PR #5783, opened 2016-11-28
Fixes #5725 -- Page cache and django.contrib.messages compatibility

### LINKED ISSUE #5725: page cache & django.contrib.messages
The page cache seems not compatible with `django.contrib.messages`. Pages are cached with messages if any and displayed without taking current available messages in account.

As a workaround, we disabled page cache in settings (but we loose cache benefit in all other legitimate cases):

```
CMS_PAGE_CACHE = False
```

Fixes:
- A specific fix could be to check messages in set_page_cache/get_page_cache functions.
- A more flexible fix could be to allow to write a custom `_cache_page_key` function configurable in settings (and also prevent cache use in case of `None` key). And it would be wise to advise developer to only add a suffix in those custom implementations (or return `None`).

Both could be done. What would you say?

ollb:
Fixes #5725

### DIFF
--- a/cms/cache/page.py
+++ b/cms/cache/page.py
@@ -14,9 +14,14 @@ from cms.constants import EXPIRE_NOW, MAX_EXPIRATION_TTL
 from cms.toolbar.utils import get_toolbar_from_request
 from cms.utils import get_cms_setting
 from cms.utils.helpers import get_timezone_name
+from django.contrib.messages import get_messages
 
 
 def _page_cache_key(request):
+    # do not store nor retrieve page in cache if some messages are going to be displayed
+    messages = get_messages(request)
+    if len(messages) or getattr(messages, 'used', False) or getattr(messages, 'added_new', False):
+        return None
     #md5 key of current path
     cache_key = "%s:%d:%s" % (
         get_cms_setting("CACHE_PREFIX"),
@@ -68,8 +73,8 @@ def set_page_cache(response):
             get_cms_setting('CACHE_DURATIONS')['content'],
             min_placeholder_ttl
         )
-
-        if ttl > 0:
+        page_cache_key = _page_cache_key(request)
+        if ttl > 0 and page_cache_key is not None:
             # Adds expiration, etc. to headers
             patch_response_headers(response, cache_timeout=ttl)
             patch_vary_headers(response, sorted(vary_cache_on_set))
@@ -79,7 +84,7 @@ def set_page_cache(response):
             # recomputing it on cache-reads.
             expires_datetime = timestamp + timedelta(seconds=ttl)
             cache.set(
-                _page_cache_key(request),
+                page_cache_key,
                 (
                     response.content,
                     response._headers,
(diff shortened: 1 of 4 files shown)


ollb:
Travis lies ?

cms/cache/page.py
```diff
@@ -14,9 +14,14 @@
 from cms.toolbar.utils import get_toolbar_from_request
 from cms.utils import get_cms_setting
 from cms.utils.helpers import get_timezone_name
+from django.contrib.messages import get_messages
 
 
 def _page_cache_key(request):
+    # do not store nor retrieve page in cache if some messages are going to be displayed
+    messages = get_messages(request)
+    if len(messages) or getattr(messages, 'used', False) or getattr(messages, 'added_new', False):
```
czpython: I would like to avoid bundling the check logic to this function.
This function should always generate the key regardless of conditions.

I would create a function called "can_cache_page" or something like that which encapsulates the logic in [here](https://github.com/divio/django-cms/blob/release/3.4.x/cms/cache/page.py#L38) as well as the messages check.

cms/cache/page.py
```diff
@@ -68,8 +73,8 @@ def set_page_cache(response):
             get_cms_setting('CACHE_DURATIONS')['content'],
             min_placeholder_ttl
         )
-
-        if ttl > 0:
+        page_cache_key = _page_cache_key(request)
+        if ttl > 0 and page_cache_key is not None:
```
czpython: as pointed above cache key should not be none.

cms/cache/page.py
```diff
@@ -95,7 +100,12 @@ def set_page_cache(response):
 
 def get_page_cache(request):
     from django.core.cache import cache
-    return cache.get(_page_cache_key(request), version=_get_cache_version())
+    page_cache_key = _page_cache_key(request)
+    if page_cache_key is None:
+        return None
+    else:
+        return cache.get(page_cache_key,
```
czpython: same as above

cms/tests/test_cache.py
```diff
@@ -451,6 +453,30 @@ def test_cache_page(self):
...
 
             #
+            # Test that a message should prevent cache to be retrieved
+            #
+            messages = get_messages(request)
+            messages.add(40, 'this is a django.contrib.message message')
+            messages.update(response)
+            request.session.save()
+
+            #import ipdb; ipdb.set_trace()
```
czpython: please remove

ollb:
@czpython ok, it seems fair enough to me.

I guess the conditions on which we want to cache page aren't the sames than the one on which we want to retrieve a page from cache. So we probably need two functions : `can_get_page_cache` and `can_set_page_cache`.

Another thing : the purpose of the code in `set_page_cache` is mainly to test if we can cache page but it also provides the ttl to cache page. Then `can_set_page_cache` could return the `ttl` ?

Are you ok with that ?

czpython:
Hello @ollb,
`can_cache_page` can handle both get and set as the conditions are the same.

The `can_` functions should return `True` or `False` no other value.
The `set_page_cache` function has the job of checking if page cache can be set via `can_cache_page` and if it can be set then it calculates the ttl of the cache and sets it.

czpython:
Hello @ollb ,
Would you be able to make these changes before the end of the week?
We're planning to hit code freeze by then.

czpython:
I think we'll have to think about this further.
Other data bound to the request like messages might also need to be excluded from cache.
As a result, we'll likely have to implement a hook to determine if a page can be cached or fetched from cache.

■ ■ ■ ■ ■

### [WORK INSTRUCTION]
Take each line of the material that contains the word "could" and list it.

### [REPLY TO THE EXERCISE]
- A specific fix could be to check messages in set_page_cache/get_page_cache functions.
- A more flexible fix could be to allow to write a custom `_cache_page_key` function configurable in settings (and also prevent cache use in case of `None` key). And it would be wise to advise developer to only add a suffix in those custom implementations (or return `None`).
Both could be done. What would you say?
Another thing : the purpose of the code in `set_page_cache` is mainly to test if we can cache page but it also provides the ttl to cache page. Then `can_set_page_cache` could return the `ttl` ?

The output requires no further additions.